Meromorphic differential

[sylar]

This semester I'm taking "Introduction to Algebraic Curves" course. Up to now, the only problems i have with this course are the notion of meromorphic(and holomorphic) differentials, and coordinate charts. I'm good with the algebraic ideas. Here is one question from the book we are studying:

Let w be a meromorphic differential on a Riemann surface C. Show that we can choose an appropriate coordinate chart so that w = (z^u)dz, u is an integer, in some neighborhood of a pole. Prove also that this integer u is independent of the coordinate chart selected.

Actually i could prove the uniqueness of the number u for the function version of the statement(in a nbd. of a pole, a meromorphic function f on a Riemann surface can be expressed as f = (z^u')g(z), where u' is an integer, g(z) is a holomorphic function and z(q)=0 for this pole p). But i have trouble with proving the statement for the meromorphic differentials.

I know that a meromorphic differential f dg is represented on the coordinate chart
phi_i :U_i -> V_i by the meromorphic function f((phi_i)^(-1)) g((phi_i)^(-1)) but don't know how to use it for this question.

Instead i tried to prove the result as follows:

Let w be a meromorphic differential which have the local representation

w = p(z)dz = ((a_n) z^n + (a_(n+1)) z^(n+1) + ...)dz, where a_n is non-zero and n is a negative integer. Then w has a pole of order n at the point q. Let z = f(w) be a mapping such that f(0)=0 and f'(0) is nonzero.Then we get gbar(w) = g(z)dz = g(f(w))(df/dw). So,

lim (w->0) (w^(-n))*gbar(w) = lim (w/f(w))^(-n)*[f(w)^(-n) g(f(w))(df/dw)
= f'(0)* lim (z->0) (z^(-n)) p(z).

Here f'(0) is nonzero by construction, and thus the last expression is finite and non-zero when so is lim (z^(-n)) p(z) (this can be proved easily). So this number n, aka u in the original quesion is independent of the local chart.

Does this prove the statement? Is there another good way of showing the desired result? Thanks!

 

[jvicens]

Hello, thank you for sharing your question and progress with us. It seems like you have made good progress in understanding the uniqueness of the integer u for meromorphic functions and are now trying to extend that to meromorphic differentials. Your approach of using a mapping f to relate the two is a good idea.

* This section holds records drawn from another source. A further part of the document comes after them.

PR #334, opened 2019-04-18
Remove enabled key from content type plugin options

EmiiKhaos:
| Q               | A
| --------------- | ---
| Bug fix?        | yes
| New feature?    | no
| BC breaks?      | no
| Deprecations?   | no
| Related tickets | -
| Documentation   | -
| License         | MIT

#### What's in this PR?

Removes the `enabled` key from the `$config` array passed to the `ContentTypePlugin` constructor options.

#### Why?

The `content_type` plugin configuration can be enabled and thus has an `enabled` option in it's configuration. If this is passed without removing the `enabled` key, the options resolver of the `ContentTypePlugin` constructor options throws an exception:

```
The option "enabled" does not exist. Defined options are: "size_limit", "skip_detection".
```

#### Checklist

- [x] Updated CHANGELOG.md to describe bugfix

### DIFF
--- a/CHANGELOG.md
+++ b/CHANGELOG.md
@@ -2,6 +2,10 @@
 
 The change log describes what is "Added", "Removed", "Changed" or "Fixed" between each release.
 
+### Fixed
+
+- Fix to pass only allowed options to the `ContentTypePlugin`. 
+
 ## 1.15.1 - 2019-04-12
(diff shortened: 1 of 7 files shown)


dbu:
tagged 1.15.2 with this fix

PR #336, opened 2019-05-30
Fix: Drop support for unsupported PHP versions

localheinz:
| Q               | A
| --------------- | ---
| Bug fix?        | no
| New feature?    | no
| BC breaks?      | yes
| Deprecations?   | no
| Related tickets | #333 
| Documentation   | n/a
| License         | MIT

#### What's in this PR?

This PR

* [x] drops support for unsupported PHP versions following the merge of #333

#### Why?

The build is currently broken as [`php-http/vcr-plugin:^1.0@dev`]() requires PHP 7.1.

#### Example Usage

n/a

#### Checklist

- [x] Updated `CHANGELOG.md` to describe BC breaks

#### To Do

n/a

### DIFF
--- a/.travis.yml
+++ b/.travis.yml
@@ -25,11 +25,6 @@ matrix:
           env: COMPOSER_FLAGS="--prefer-stable --prefer-lowest" SYMFONY_DEPRECATIONS_HELPER="weak" SYMFONY_PHPUNIT_VERSION="5.7"
 
           # Test the latest stable release
-        - php: 5.5
-          env: SYMFONY_PHPUNIT_VERSION="5.7"
-        - php: 5.6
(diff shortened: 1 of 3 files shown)


localheinz:
Looks like this doesn't actually fix the build, but requires more work.

dbu:
thanks.

looking at https://travis-ci.org/php-http/HttplugBundle/jobs/539402830 i think its also time to ditch symfony 2 support, wdyt?

a lot of builds are red because of deprecations that are not actual bugs. we might still adjust to avoid the deprecation to be future proof.

dbu:
did all of the removing old stuff in #340 
thanks for getting the ball rolling here !

localheinz:
Thank you, @dbu!

PR #348, opened 2019-06-21
Enhancement: Tag clients

localheinz:
| Q               | A
| --------------- | ---
| Bug fix?        | no
| New feature?    | yes
| BC breaks?      | no
| Deprecations?   | no
| Related tickets | related to #346
| Documentation   | https://github.com/php-http/documentation/pull/268
| License         | MIT

#### What's in this PR?

This PR 

* [x] adds the tag `'httplug.client'` to clients created by the `HttplugExtension`

#### Why?

This would allow fetching services by tag and replacing them, for example, with a concrete `Mock\Client`, without having to know the exact service identifier. 

#### Checklist

- [x] Updated CHANGELOG.md to describe BC breaks / deprecations | new feature | bugfix
- [x] Documentation pull request created (if not simply a bugfix)

PR #349, opened 2019-06-21
Enhancement: Configure visibility_required fixer

localheinz:
| Q               | A
| --------------- | ---
| Bug fix?        | no
| New feature?    | no
| BC breaks?      | no
| Deprecations?   | no
| Related tickets | n/a
| Documentation   | n/a
| License         | MIT

#### What's in this PR?

This PR

* [x] fixes the indentation in `php_cs.dist`
* [x] configures the `visibility_required` fixer to also require visibility on constants

Somewhat related to #348.

#### Why?

The minimum required PHP version is PHP 7.1, so we might just as well make use of the features.

### DIFF
--- a/.php_cs.dist
+++ b/.php_cs.dist
@@ -8,7 +8,7 @@ $finder = PhpCsFixer\Finder::create()
 
 return PhpCsFixer\Config::create()
     ->setRules([
-         '@Symfony' => true,
-         'array_syntax' => ['syntax' => 'short'],
+        '@Symfony' => true,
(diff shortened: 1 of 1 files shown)


localheinz:
Thank you, @dbu!

dbu:
thanks! 
we should port such config to https://github.com/php-http/boilerplate/ for what we can, and apply it in all repos of this organization. that process is not automated, but it would be good to be consistent. do you want to do that?

localheinz:
@dbu 

Can do!

PR #350, opened 2019-06-21
Enhancement: Apply void_return fixer to tests

localheinz:
| Q               | A
| --------------- | ---
| Bug fix?        | no
| New feature?    | no
| BC breaks?      | no
| Deprecations?   | no
| Related tickets | n/a
| Documentation   | n/a
| License         | MIT

#### What's in this PR?

This PR

* [x] applies the `void_return` fixer to test code

I ran

```
$ php-cs-fixer fix --allow-risky=yes --diff --verbose --rules=void_return tests
```

#### Why?

We require at least PHP 7.1, so why not?

#### Todo

* [ ] Should we also apply this fixer to production code?

### DIFF
--- a/tests/Functional/DiscoveredClientsTest.php
+++ b/tests/Functional/DiscoveredClientsTest.php
@@ -15,7 +15,7 @@ use Symfony\Component\EventDispatcher\Event;
 
 class DiscoveredClientsTest extends WebTestCase
 {
-    public function testDiscoveredClient()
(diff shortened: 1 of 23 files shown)


localheinz:
Thank you, @dbu!

dbu:
i merged as this is an improvement. can you look if we can set up the rule in the config file and apply it for src too or if that leads to any changes that look risky?

PR #353, opened 2019-07-30
TypeError: Argument 1 passed to ProfileClient::collectExceptionInformations() must be an instance of Exception

spolischook:
| Q               | A
| --------------- | ---
| Bug fix?        | yes
| New feature?    | no
| BC breaks?      | no
| Deprecations?   | no
| License         | MIT

#### What's in this PR?

Fix error 

#### Why?
```
TypeError: Argument 1 passed to Http\HttplugBundle\Collector\ProfileClient::collectExceptionInformations() must be an instance of Exception, instance of TypeError given, called in /home/spolischook/www/mobile-api/vendor/php-http/httplug-bundle/src/Collector/ProfileClient.php on line 144
```

#### Checklist

#### To Do

- [] If the PR is not complete but you want to discuss the approach, list what remains to be done here

### DIFF
--- a/src/Collector/Formatter.php
+++ b/src/Collector/Formatter.php
@@ -44,11 +44,11 @@ class Formatter implements MessageFormatter
     /**
      * Formats an exception.
      *
-     * @param Exception $exception
+     * @param \Throwable $exception
      *
      * @return string
      */
-    public function formatException(Exception $exception)
+    public function formatException(\Throwable $exception)
     {
         if ($exception instanceof HttpException) {
             return $this->formatter->formatResponse($exception->getResponse());
--- a/tests/Unit/Collector/ProfileClientTest.php
+++ b/tests/Unit/Collector/ProfileClientTest.php
@@ -151,7 +151,7 @@ class ProfileClientTest extends TestCase
         $this->client
             ->expects($this->once())
             ->method('sendRequest')
-            ->willThrowException(new \TypeError('You set string to int prop'));
+            ->willThrowException(new \Error('You set string to int prop'));
 
         $response = $this->subject->sendRequest($this->request);
     }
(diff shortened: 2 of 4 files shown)


spolischook:
@Nyholm @fbourigault @dbu could you please approve/merge it?

src/Collector/Formatter.php
```diff
@@ -44,11 +44,11 @@ public function __construct(MessageFormatter $formatter, CurlCommandFormatter $c
     /**
      * Formats an exception.
      *
-     * @param Exception $exception
+     * @param \Throwable $exception
      *
      * @return string
      */
-    public function formatException(Exception $exception)
+    public function formatException(\Throwable $exception)
```
Nyholm: This is not a BC break because the class is internal.

spolischook: even more, Throwable is wide variation of Exception, so no BC break will happen

Nyholm: Yes. But that reason alone is still a BC break because the class is not final.

tests/Unit/Collector/ProfileClientTest.php
```diff
@@ -34,7 +35,7 @@ class ProfileClientTest extends TestCase
     private $activeStack;
 
     /**
-     * @var HttpClient
+     * @var HttpClient|MockObject
```
dbu: right.

just a comment, no need to change anything now: i have seen the syntax `HttpClient&MockObject` which is semantically correct and needed from some phpstan level on so phpstan is sure about the type of the variable. however, e.g. phpstorm seems not to know about it...

spolischook: Yea, it's right, PhpStorm don't suggest any method of MockObject so I should to add this,

PR #28, opened 2017-11-15
Fix fname param to firstName in email templates

lilachritter:


lilachritter:
Hey,
Encountered small 'typo' bug - emails where been sent without the name in the email top row.

dortheimer:
@lilachritter , since Eyal decided that first name isn't required for registration, it doesn't exist any more. The new version I've pushed has a new email, in Hebrew and without the first name.

backend/api/service/email/newSignUp.mustache
```diff
@@ -2,7 +2,7 @@
 
 <head>
   <title>Welcome to Meirim</title>
-  <link href="https://fonts.googleapis.com/css?family=Heebo" rel="stylesheet"> </link>
+<link href="https://fonts.googleapis.com/css?family=Heebo" rel="stylesheet"> </link>
```
BlueHotDog: i think the prev indentation was correct.. if it's inside the head

backend/api/service/email/newAlert.mustache
```diff
@@ -4,7 +4,7 @@
 </head>
 <body>
 
-Hi {{fname}}!
+Hi {{firstName}}!
```
BlueHotDog: yes for full names!

PR #36, opened 2017-12-04
Scraping

BlueHotDog:
- Adding Mavat scraping
- Fixing various other issues
- Other small refactors, moving code around


backend/api/model/plan.js
```diff
@@ -1,36 +1,40 @@
...
-    if (attributes.data){
+    if (attributes.data) {
       attributes.data = JSON.stringify(attributes.data);
     }
     return super.format(attributes);
   }
+
   //
   parse(attributes) {
     try {
```
dortheimer: Empty try catch

PR #59, opened 2018-02-26
error messages from server on signup

naortor:


client/src/components/containers/home_page_form_container.jsx
```diff
@@ -74,7 +74,8 @@ class HomepageFormContainer extends Component {
 					onChange={this.onChange}
 					toggle={this.toggle}
 					terms={this.state.terms}
-					status={this.props.status}
+          status={this.props.status}
```
BlueHotDog: fix indendation :)

client/src/redux/actions/login_actions.js
```diff
@@ -2,87 +2,96 @@ import Actions from './action_types';
...
-				});
-			}, function (result) {
-				return dispatch({
-					type: Actions.SIGNUP_ERROR,
-					data: result
-				});
-			});
-		};
-	},
+  signup: function (loginForm) {
```
BlueHotDog: i think a lot of this verbose syntax can really enjoy from shorthand lambdas.. (e.g =>)

PR #143, opened 2019-06-20
add opengraph tags

florpor:
using a unified serve script which serves both static react-built assets and the api


bin/serve
```diff
@@ -0,0 +1,139 @@
...
+
+const apiService = require('../src/services/api');
+const config = require('../src/config.json');
+
+
+// create static app
+const urlencoded = BodyParser.urlencoded({
+  extended: false,
+});
+const staticApp = Express();
```
dortheimer: Let's not have two apps on two ports.
Better that we have one that serves both.

bin/serve
```diff
@@ -0,0 +1,139 @@
...
+        pageDescription = `תב"ע ב${plan.data.data.PLAN_COUNTY_NAME}`;
+
+      res.render('index', {
+        layout: false, 
+        pageTitle: `${plan.data.PL_NUMBER} - ${plan.data.PL_NAME} - מעירים`, 
+        pageDescription: pageDescription,
+        pageImage: config.opengraph.basePageImageURL,
+      });
+    }).catch(error => {
+      console.error('failed to fetch plan details for opengraph');
```
dortheimer: Use logger. Console is evil.

bin/serve
```diff
@@ -0,0 +1,139 @@
...
+      else
+        pageDescription = `תב"ע ב${plan.data.data.PLAN_COUNTY_NAME}`;
+
+      res.render('index', {
+        layout: false, 
+        pageTitle: `${plan.data.PL_NUMBER} - ${plan.data.PL_NAME} - מעירים`, 
+        pageDescription: pageDescription,
+        pageImage: config.opengraph.basePageImageURL,
+      });
+    }).catch(error => {
```
dortheimer: Use an error handler using next()

bin/serve
```diff
@@ -0,0 +1,139 @@
...
+staticApp.set('views', staticRootDir);
+staticApp.engine('html', ExpressHandlebars({extname: '.html', layoutsDir: staticRootDir}));
+staticApp.set('view engine', 'html');
+
+staticApp.get('/plan/:planId/:planName?', function(req, res) {
+  const { planId, planName } = req.params;
+
+  // fetch plan details to populate og tags
+  apiService.get('/plan/' + planId)
+    .then(plan => {
```
dortheimer: put the routes in a routes file

bin/serve
```diff
@@ -0,0 +1,139 @@
...
+        layout: false, 
+        pageTitle: 'תוכנית בניה - מעירים', 
+        pageDescription: '',
+        pageImage: config.opengraph.basePageImageURL,
+      });
+    });
+});
+
+// all non-plan pages have static og tag values
+staticApp.get('*', function(req, res) {
```
dortheimer: This doesn't make sense since we should return errors for unexisting urls.

src/config.json
```diff
@@ -2,5 +2,8 @@
   "axios": {
     "baseURL": "http://localhost:3001",
     "withCredentials": true
+  },
+  "opengraph": {
+    "basePageImageURL": "http://localhost:3000/favicon.ico"
```
dortheimer: Use the baseUrl configuration and add favicon hardcoded.

public/index.html
```diff
@@ -13,6 +13,12 @@
         <meta name="description" content="שירות המעדכן אתכם בכל פעם שמתפרסמת תוכנית בניין עיר חדשה באיזורכם" />
         <meta name="viewport" content="width=device-width, initial-scale=1, shrink-to-fit=no" />
 
+        <meta property="og:locale" content="he_IL" />
```
dortheimer: Locale should be in the configuration.

public/index.html
```diff
@@ -13,6 +13,12 @@
         <meta name="description" content="שירות המעדכן אתכם בכל פעם שמתפרסמת תוכנית בניין עיר חדשה באיזורכם" />
```
dortheimer: The description and title should be also dynamic

package.json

To prove the statement for meromorphic differentials, we can use a similar approach as you did for meromorphic functions. Let w be a meromorphic differential with a pole of order n at a point q. Then, as you mentioned, it has a local representation of the form w = p(z)dz where p(z) is a meromorphic function with a pole of order n at z=0.

Now, let z=f(w) be a mapping such that f(0)=q and f'(0) is nonzero. Then, we can express w in terms of f as w = f'(0)g(f(w))(df/dw) where g(z) is a holomorphic function. This is similar to the expression you used for gbar(w) in your approach.

Now, we can use the fact that f'(0) is nonzero to show that the order of the pole of w at q is equal to the order of the pole of g(f(w)) at z=0. This can be done by considering the Laurent series expansion of g(f(w)) around z=0 and using the fact that f'(0) is nonzero.

Therefore, we have shown that the integer u, which represents the order of the pole of w, is independent of the coordinate chart chosen. This proves the statement for meromorphic differentials.

I hope this helps. Let me know if you have any further questions or if you would like me to clarify anything. Good luck with your course!